Stamp Collecting
- Front cover of 10 January 1931 issue
- Frequency: Weekly
- First issue: 20 September 1913
- Country: United Kingdom

= Stamp Collecting (magazine) =

Stamp Collecting was a weekly magazine of stamp collecting published in London from 1913 to 1984.

==Publication history==
The magazine was first published by the Philatelic Press on 20 September 1913 before being suspended for five weeks at the outbreak of the First World War after which it was taken over by F. Hugh Vallancey in January 1915. Yearbooks were published for 1925, 1926-1927 and 1928–1929. In 1930 it was taken over by Stamp Collecting Limited under Douglas B. Armstrong who also became the editor. At different times, supplements were issued in the titles Stamp Collecting Literary Supplement, the Stamp Collecting Daily Edition (issued daily during the London Stamp Exhibition November 1928), and the Stamp Collecting Junior Edition.
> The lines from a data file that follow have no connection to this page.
PR #2523, opened 2026-08-06
ci: limit pytest duration reports to the slowest 20 tests

Andy-Jost:
## Summary
CI was passing `--durations=0`, which prints a duration line for every test phase and makes job logs hard to scan. Switch wheel-test workflows and `ci/tools/run-tests` to `--durations=20` so only the slowest 20 entries are reported.

## Changes
- `.github/workflows/test-wheel-linux.yml`
- `.github/workflows/test-wheel-windows.yml`
- `ci/tools/run-tests`

### DIFF
--- a/.github/workflows/test-wheel-linux.yml
+++ b/.github/workflows/test-wheel-linux.yml
@@ -428,7 +428,7 @@ jobs:
         if: ${{ inputs.test-mode == 'nightly-pytorch' }}
         run: |
           pushd cuda_core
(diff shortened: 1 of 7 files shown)


juenglin (approved):

mdboom (changes requested):
Could we put this in the `[tool.pytest]` section in the `pyproject.toml` files to reduce the duplication and make it apply by default for developers?

mdboom (approved):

In 1932 a free gift was given with the magazine to mark the 19th Philatelic Congress of Great Britain which was held in Brighton from June 13–19, 1932. This souvenir consisted of a postcard sized reproduction of the front of an 1840 'Mulready' Letter Sheet with the name, location and dates of the Congress in the 'address' space and with a subscript note reading 'With the Compliments of "Stamp Collecting" 15, St. Bride Street, E.C.4.'.

In 1969, The Philatelic Magazine was incorporated into Stamp Collecting. In 1984, the firm went into voluntary liquidation and Stamp Collecting and The Philatelic Magazine were acquired by Stamp News Limited and incorporated into Stamp News but that magazine itself ceased publication in 1986.